### Problem to work on
Return, from the listing below, every line that includes "render".

### Data for analysis

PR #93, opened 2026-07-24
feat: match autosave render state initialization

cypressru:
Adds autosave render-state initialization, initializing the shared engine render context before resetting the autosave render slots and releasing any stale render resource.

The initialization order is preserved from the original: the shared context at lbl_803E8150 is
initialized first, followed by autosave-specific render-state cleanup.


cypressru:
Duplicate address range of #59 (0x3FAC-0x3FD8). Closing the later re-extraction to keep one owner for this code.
...
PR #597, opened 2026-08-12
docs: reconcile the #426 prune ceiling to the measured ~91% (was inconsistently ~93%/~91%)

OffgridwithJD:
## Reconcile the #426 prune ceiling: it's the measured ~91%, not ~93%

### Solution for this task
feat: match autosave render state initialization
Adds autosave render-state initialization, initializing the shared engine render context before resetting the autosave render slots and releasing any stale render resource.
initialized first, followed by autosave-specific render-state cleanup.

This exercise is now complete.